(Task data)
PR #819, opened 2023-03-06
Simplified Statements 

walidaslam7:
The commit contains simplification of conditional, using and object statements


jasontaylordev:
Hi @walidaslam7. Thanks for your contribution, however, these statements have been replaced with guard clauses within #878.

PR #826, opened 2023-03-14
Transform to generic type Id in BaseAuditableEntity and BaseEntity

Lanz86:
Transform to generic type Id in BaseAuditableEntity and BaseEntity

### DIFF
--- a/src/Domain/Common/BaseAuditableEntity.cs
+++ b/src/Domain/Common/BaseAuditableEntity.cs
@@ -1,6 +1,8 @@
-﻿namespace CleanArchitecture.Domain.Common;
+﻿using CleanArchitecture.Domain.Common.Contracts;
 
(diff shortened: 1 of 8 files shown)


jasontaylordev:
Hi Antonio. The goal of the template has always been the simplest approach to enterprise application development with Clean Architecture and .NET. We should therefore focus on the general case, and let developers handle the special cases. I propose we keep `BaseEntity` simple. Perhaps we can follow the example of [eShopOnWeb](https://github.com/dotnet-architecture/eShopOnWeb) and simply add a comment; see [BaseEntity.cs](https://github.com/dotnet-architecture/eShopOnWeb/blob/main/src/ApplicationCore/Entities/BaseEntity.cs).

What do you think?

jasontaylordev:
Thanks for the suggestion. In the interests of keeping it simple I have added the comment in #873.

Issue #836, opened 2023-04-26
Allow `IMapFrom` to work with classes that don't implement a default constructor


JerrettDavis:
**Describe the bug**
If you attempt to use the `IMapFrom<TSource>`  interface on classes or records that do not have a default constructor, the built-in `MappingProfile` will throw an exception when it tries to create an instance here:

https://github.com/jasontaylordev/CleanArchitecture/blob/main/src/Application/Common/Mappings/MappingProfile.cs#L27

**To Reproduce**
1. Create a class or record without a default constructor
```csharp
public class TestClass
{
    public int Id { get; set; } 
    public string Name { get; set; }
}

public record TestClassDto (int Id, string Name) : IMapFrom<TestClass>>;
```
3. Use automapper to map `TestClass` to `TestclassDto`
```csharp
var testClass = new TestClass { Id = 1, Name = "Foo" };
var result = _mapper.Map<TestClassDto>(testClass); // <- Will error here today
```

**Expected behavior**
The expectation is that `AutoMapper`'s existing constructor mapping would be used.

--------------------------------------

In my use cases, I've replaced the `var instance = Activator.CreateInstance(type);` line with `var instance = System.Runtime.Serialization.FormatterServices.GetUninitializedObject(type);`. 

While `GetUnitializaedObject` should be used with EXTREME caution, it appears to be a perfect fit here.

jasontaylordev:
Hey @JerrettDavis, what do you think of #871?

JerrettDavis:
> Hey @JerrettDavis, what do you think of #871?

This new approach feels much more in-line with AutoMapper's suggest usage guidelines! I like it.

PR #837, opened 2023-04-26
Update `MappingProfile` to allow for `IMapFrom` implementations without a default constructor

JerrettDavis:
Per issue #836, I've updated the `MappingProfile` to leverage `FormatterServices.GetUninitializedObject` instead of `Activator.CreateInstance`. This change will allow classes without default constructors to still use the `IMapFrom` interface to automatically configure AutoMapper profiles.


jasontaylordev:
Thank you for the PR, however, the template no longer uses `IMapFrom` or the associated `MappingProfile`. Removed in PR #871

PR #868, opened 2023-06-22
Fix, maxLength bug

### LINKED ISSUE #788: WebUI - Angular - ErrorValidation
https://github.com/jasontaylordev/CleanArchitecture/blob/10ac3077707e79aaeac60a93d8863bcb109054fc/src/WebUI/ClientApp/src/app/todo/todo.component.ts#L78

As I was looking into the code and "playing" around with all its aspects, I found this little bug. As I was going to create a new List with bad title (example: More than 200 characters), the controller returned me the correct error but it didn't display in the screen. I corrected the problem to my local solution as:

`const errors = JSON.parse(error.response).errors;`

Is it something worth mentioning/changing it in a PR or have you tracked it down?

tech-gian:
Closes #788 

It doesn't allow user to write more than 200 characters, as the validation in backend. The request, also, doesn't break when an error occurs.

It's compatible with the main branch, but to be sure, I opened this PR for the .net7.0 branch. If you think it's ok, we can merge these changes to the main too.

### DIFF
--- a/src/WebUI/ClientApp/src/app/todo/todo.component.html
+++ b/src/WebUI/ClientApp/src/app/todo/todo.component.html
@@ -46,7 +46,7 @@
             <div class="flex-fill">
               <input id="{{ 'itemTitle' + i }}" *ngIf="item == selectedItem" type="text"
                 class="form-control item-input-control" [(ngModel)]="item.title" (keyup.enter)="updateItem(item, true)"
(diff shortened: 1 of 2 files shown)


tech-gian:
@jasontaylordev This is the PR to close #788.

jasontaylordev:
Thanks @tech-gian, if you don't mind - please just raise it against the main branch and I'll merge it.

PR #871, opened 2023-06-22
Simplify Mapping

jasontaylordev:
## Overview
Simplified the object-object mapping approach by removing `IMapFrom` and associated `MappingProfile`. Mappings can now be specified using a standard `AutoMapper.Profile` as nested classes or in separate files as appropriate.

## Motivation
The previous approach was becoming cumbersome to maintain and didn't align well with our project requirements. Removing `IMapFrom` and the associated `MappingProfile` will streamline the mapping process and improve code clarity.

## Changes Made
- Removed `IMapFrom` and associated `MappingProfile`.
- Introduced the use of `AutoMapper.Profile` as nested classes or in separate files for specifying mappings.
- Updated the usage of AutoMapper to closely follow the [AutoMapper Usage Guidelines](https://jimmybogard.com/automapper-usage-guidelines/).

## Example
Here's an example of the new mapping approach:

```csharp
public class TodoItemDto
{
    public int Id { get; init; }

    public string? Title { get; init; }

    public bool Done { get; init; }

    public int Priority { get; init; }

    private class Mapping : Profile
    {
        public Mapping()
        {
            CreateMap<TodoItem, TodoItemDto>().ForMember(d => d.Priority, 
                opt => opt.MapFrom(s => (int)s.Priority));
        }
    }
}
```


acesteb:
If I'm not mistaken, Mapping profile was only being referenced by the tests? i.e Using MappingProfile for DI registrations was removed in a previous PR.  If so, that feels like a low hanging fruit with low impact.

Removing IMapFrom in favor of the nested class looks looks like the bigger impact and a step in the right direction imo.  Long gone are the days of IHaveCustomMapping and IMapFrom.  They served well 😅

I guess the only "downside" is the need to explicitly call 'CreateMap' even if there are no custom mappings

jasontaylordev:
> I guess the only "downside" is the need to explicitly call 'CreateMap' even if there are no custom mappings

Agreed, it was nice to just specify the interface.

PR #882, opened 2023-06-28
Fix update entry in AuditableEntity Interceptor

MMF:
The condition "entry.State == EntityState.Added" is repeated while checking the EntityState for Add and Update.

image


jasontaylordev:
Thanks for the contribution, however, this approach is by design.
Last Modified is set on initial creation and subsequent updates.
It avoids writing code such as; `var lastModified = entity.LastModified ?? entity.Created;`

PR #884, opened 2023-06-29
Replaced DateTimeService with System.TimeProvider

tonven:
Starting from .NET 8 there is an inbuild TimeProvider Class which can be used as an abstractrion over DateTime. https://learn.microsoft.com/en-us/dotnet/api/system.timeprovider?view=net-8.0

### DIFF
--- a/src/Application/Common/Interfaces/IDateTime.cs
+++ b/src/Application/Common/Interfaces/IDateTime.cs
@@ -1,6 +1,0 @@
-﻿namespace CleanArchitecture.Application.Common.Interfaces;
-
-public interface IDateTime
-{
-    DateTime Now { get; }
-}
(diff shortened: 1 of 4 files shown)


neozhu:
I think it's better to save in UTC time, and convert to local time for display when outputting.

Tonvengo:
> I think it's better to save in UTC time, and convert to local time for display when outputting.

I agree. I was also thinking about changing Created and LastModified to DateTimeOffset and saving it to UTC time.

@jasontaylordev what do you think?

jasontaylordev:
> > I think it's better to save in UTC time, and convert to local time for display when outputting.
> 
> I agree. I was also thinking about changing Created and LastModified to DateTimeOffset and saving it to UTC time.
> 
> @jasontaylordev what do you think?

I agree, thanks for the contribution. 🙂

jasontaylordev:
Thanks again @tonven. Once the final changes come through, I'll review and merge.

rlarno:
If you change to using UTC, I suggest to also reflect that to the property names `CreatedUTC` and `LastModifiedUTC`

What these values need to contain so depend on the usecase. If these properties are for 'operational' reasons, UTC is the best value, as you can correlate typically with server logs which also (should) have UTC. If these values are to be used to define when the user created/modified the TodoItem, a full `DateTimeOffset` should be used, unless you are sure to always be operating in a single timezone.

jasontaylordev:
Closing due to inactivity, feel free to raise again.

PR #896, opened 2023-07-05
✨ Switch to Minimal API

jasontaylordev:
## Overview
Minimal API is a new way of building ASP.NET Core apps. It allows developers to build web APIs by using just a few lines of code, with a focus on simplicity and ease of use. When using Minimal API, developers can define routes and handle requests without the use of controllers or actions. Instead, the whole app can be defined in a single file.

Minimal API does take a different approach to routing when compared to ASP.NET Core controllers. While traditional controllers rely on conventions and attribute-based routing, Minimal API requires explicit route configuration. I much prefer a convention-based approach, so in this implementation I've extended Minimal API to define routes based on class and method names. This has resulted in a simple and clean implementation of Minimal API within the template.

The original PR #720 includes more in-depth information for those interested in understanding the final design and additional insights related to the changes made. Thanks to everyone who contributed to that discussion. ✨

## Changes Made

- Switched from ASP.NET Core Controllers to Minimal API
- Extended Minimal API to support convention-based routing
- Extended Minimal API to support automatic registration of endpoints
- Defined numerous defaults for endpoints including endpoint names and group names, tags, exception filter, and Open API support.
- Misc. template updates to support new approach, such as changes to generated TypeScript client.

## Example

Here's an example of how to use Minimal API within the template:

```csharp
using CleanArchitecture.Application.WeatherForecasts.Queries.GetWeatherForecasts;

namespace CleanArchitecture.WebUI.Endpoints;

public class WeatherForecasts : EndpointGroupBase
{
    public override void Map(WebApplication app)
    {
        app.MapGroup(this)
            .RequireAuthorization()
            .MapGet(GetWeatherForecasts);
    }

    public async Task<IEnumerable<WeatherForecast>> GetWeatherForecasts(ISender sender)
    {
        return await sender.Send(new GetWeatherForecastsQuery());
    }
}
```

The above example demonstrates that groups of endpoints will be defined in a single file. The endpoint group name will be based on the class name `WeatherForecasts` and the endpoint name will be based on the method name `GetWeatherForecasts`. These names will be used for routing, tags, and within the Open API specification automatically.

These classes (based on `EndpointGroupBase`) can be registered automatically within `Program.cs` as follows:

```csharp
app.MapEndpoints();
```

## Feedback
**Please review the changes and provide your feedback. Thank you! ❤️**


anguzo:
Just some food for thought.
Wanted to point out that this approach looks somewhat similar to [Carter](https://github.com/CarterCommunity/Carter). Sadly project seems kinda stale, but maybe it's worth opting into separating the "API structuring" concern from this template into a separate package? In that case [Carter](https://github.com/CarterCommunity/Carter) seems like a good starting point with the same ideology.

jasontaylordev:
Thanks @anguzo, I did look at Carter, but I wanted to align closely to ASP.NET Core Minimal API in the hopes that these or similar features will be added to ASP.NET Core. I've tried to keep the implementation very simple, without losing existing minimal API features.

PR #1588, opened 2016-12-08
[bug] Php5::Extension::Mongodb installer runs at every puppet run

ppp0:
Regression introduced with https://github.com/cargomedia/puppet-packages/pull/1582


ppp0:
Double-checked to be ok, merging, cc @kris-lab @alexispeter

PR #1589, opened 2016-12-08
Re-add polipo and restart it at every snapshot restore

ppp0:
Part of https://github.com/cargomedia/puppet-cargomedia/issues/1594

### DIFF
--- a/Vagrantfile
+++ b/Vagrantfile
@@ -1,5 +1,17 @@
 Vagrant.configure('2') do |config|
-
+  if Vagrant.has_plugin?('vagrant-proxyconf')
+    config.vm.synced_folder '.proxy-cache', '/tmp/proxy-cache', :owner => 'proxy', :create => true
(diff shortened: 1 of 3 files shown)


ppp0:
I'm now merging this and starting a full build on ci
cc @kris-lab

ppp0:
vagrant destroy everywhere needed to enable the cache

njam:
You're restarting polipo in the puppet provisioner. I thought provisioners are not running on "snapshot go"?

ppp0:
true, we switched that provisioning off :( - I was originally aiming at the shell provisioner, actually, puppet should not do anything if the state's not modified. 

The shell script, though, has been changed. Now we check if puppet is installed (https://github.com/cargomedia/puppet-packages/blob/master/scripts/puppet-install.sh#L15) and if it is, nothing happens. We were observing issues with a run condition for dpkg which should not be the case anymore..

Let's remove `--no-provision` from `snapshot restore``

PR #1591, opened 2016-12-09
add openssl dependency

alexispeter:


alexispeter:
please review @njam

njam:
thanks!

cc @fauvel

PR #1603, opened 2016-12-15
Make iptables persistent, take 3

kris-lab:
Cont of https://github.com/cargomedia/puppet-packages/pull/1598

TODO:
- [x] make sure UFW works without `ipv6` module in kernel

PR #1608, opened 2016-12-19
Configure cm::vhost and cm::services::* to support UFW configs

kris-lab:
Part of #1603

### DIFF
--- a/modules/cm/manifests/services/stream.pp
+++ b/modules/cm/manifests/services/stream.pp
@@ -43,7 +43,7 @@ class cm::services::stream(
     statusPort  => $status_port,
   }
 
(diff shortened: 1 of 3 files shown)


kris-lab:
@njam please have a look. I think this could be improved, however I was under time pressure!

njam:
The reason is that we have UFW on all machines now?
- services/stream.pp: is *socket_ports* needed? Isn't this just internal for nginx?
- services/stream.pp: not sure if *status_port* should be open. In our case it should be open only on the "private" network.

Maybe open a new ticket to discuss?

kris-lab:
See continuation in https://github.com/cargomedia/puppet-packages/issues/1610

PR #1610, opened 2016-12-21
[UFW] Re-configure socket-redis rules

kris-lab:
Part of https://github.com/cargomedia/puppet-packages/pull/1608

> copying @njam 
The reason is that we have UFW on all machines now?
services/stream.pp: is socket_ports needed? Isn't this just internal for nginx?
services/stream.pp: not sure if status_port should be open. In our case it should be open only on the "private" network.
Maybe open a new ticket to discuss?

### DIFF
--- a/modules/cm/manifests/services/stream.pp
+++ b/modules/cm/manifests/services/stream.pp
@@ -44,6 +44,6 @@ class cm::services::stream(
   }
 
   @ufw::application { 'cm-services-stream':
-    app_ports => inline_template("${port},<%= @socket_ports.join(',')%>,${status_port}/tcp"),
+    app_ports => inline_template("${port},${status_port}/tcp"),
   }
 }


kris-lab:
@njam please have a look on comment above and review

kris-lab:
self-merging

njam:
> disagree, we use URI (with public IP) in application config for status port 

Hmmmmm true. But this endpoint should not be available on the public internet. Actually it isn't, but why? Because the node is behind the hardware firewall?

kris-lab:
Yes, the node is behind HW firewall. We use Public/Global-IPs owned by Softlayer, so the routing is done by them internally. This is of course the reason why `appX` servers can access `stream4` using Global-IP atm.

wdyt?

njam:
It's quite complicated and opaque. And it will only work as long as the app servers are behind the same firewall.

How about we make it *really* public, but introduce a "secret" that needs to be provided to access the status page?
If you agree, could you open a meta ticket on puppet-cargomedia? It should be easy to implement the functionality in socket-redis.

kris-lab:
Agree, it works fine only in this specific network setup.

Cont. in https://github.com/cargomedia/puppet-cargomedia/issues/1702

PR #1618, opened 2017-01-09
Add UFW rules for nginx::vhost resource

kris-lab:


kris-lab:
@njam please review

modules/nginx/manifests/resource/vhost.pp
```diff
@@ -77,6 +82,11 @@
       content => template("${module_name}/vhost/vhost_footer.erb"),
       notify  => Class['nginx::service'],
     }
+
+    @ufw::rule { "allow ssl for ${name}":
```
njam: let's call it "https" instead of "ssl"?

PR #1619, opened 2017-01-10
Add cdn-origin to cm:reverse_proxy

kris-lab:


kris-lab:
@njam please have a look

njam:
Could $cdn_origin be added to $hostnames? Seems the config of the vhost is exactly the same.

PR #1622, opened 2017-01-11
Use virtual resource for systemd::target

njam:


tomaszdurka:
Should we realize other systemd resources? Unit, service, other?

tomaszdurka:
Otherwise lgtm

njam:
added them!

PR #1631, opened 2017-01-18
Allow create replica-set without enabled sharding

kris-lab:


kris-lab:
@njam @ppp0 fyi, this is quick workaround to support replica-sets without full sharding. Alternative approach would be copy this class as e.g. `mongodb::role::replica_node` wihtout `mongodb_shard` section.

njam:
As discussed let's introduce param $enable_sharding

kris-lab:
self merging

PR #1634, opened 2017-01-19
Upgrade foreman to 0.83

njam:
Addressing https://github.com/cargomedia/puppet-cargomedia/issues/1646

@cargomedia/infrastructure please review

### DIFF
--- a/modules/foreman/manifests/init.pp
+++ b/modules/foreman/manifests/init.pp
@@ -1,6 +1,8 @@
-class foreman {
+class foreman(
+  $version = '0.83.0',
+) {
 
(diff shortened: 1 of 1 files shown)


ppp0:
lgtm - but you want to give up "automatic upgrades"?

njam:
We don't have automatic upgrades now, for that we would need to use "latest". Currently we have a "random version" (what was available during the initial puppet run).
I would not use "latest" here because it's a crucial part of our deployment process, and the software is not maintained very actively.

ppp0:
sorry for the confusion, as said, lgtm

PR #255, opened 2019-11-09
Atmospheric Geometry (obs space only)

### LINKED ISSUE #246: Create an atmospheric Geometry in obs space
**Create an optional Atmospheric Geometry in Obs Space**
- Get "grid" size, lat, lon from obs file
- Pass atm grid spec to the soca::Geometry
- Adjust Geometry methods as necessary

**Tests**
- [ ] Backward compatible: Create ocean ice only geometry (no atmosphere)
- [ ] Exercise the new feature and create the atm geometry in addition to the ocean and ice

guillaumevernieres:
## Description
On the road to "NSST"! (although we're starting with SSS).
This feature branch adds a simple optional atmospheric geometry to soca::Geometry, based on ioda observation files. 
It uses ioda::ObsSpace for the distribution, unlike what might have been stated earlier, there will be no attempt at trying to match atm grid points to the corresponding PE domains.

Is a change of answers expected from this PR? **NO**

### Issue(s) addressed
- fixes #246 

### Other unrelated work done
- Removed redundant geometry interface in Fortran.h
- Removed "shoreline" and its siblings from the geometry

## Testing
How were these changes tested? **ctest + tested on larger atm obs file with more pe's**
What compilers / HPCs was it tested with? **gcc only**
Are the changes covered by ctests? (If not, tests should be added first.) **YES geometryatm test**

## Dependencies
None

### DIFF
--- a/src/soca/Fortran.h
+++ b/src/soca/Fortran.h
@@ -55,16 +55,6 @@ namespace soca {
 
   extern "C" {
     // -----------------------------------------------------------------------------
-    //  Geometry
-    // -----------------------------------------------------------------------------
-    void soca_geo_setup_f90(F90geom &, const eckit::Configuration * const *);
-    void soca_geo_clone_f90(const F90geom &, F90geom &);
-    void soca_geo_info_f90(const F90geom &);
-    void soca_geo_gridgen_f90(const F90geom &,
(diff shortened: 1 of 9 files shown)


guillaumevernieres:
I need to rethink that, closing for now.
(End Task data)
▸ **Task item**: A single number is the answer here: how many lines of the material contain the string "Common"?

▸ **Response for this exercise**: 8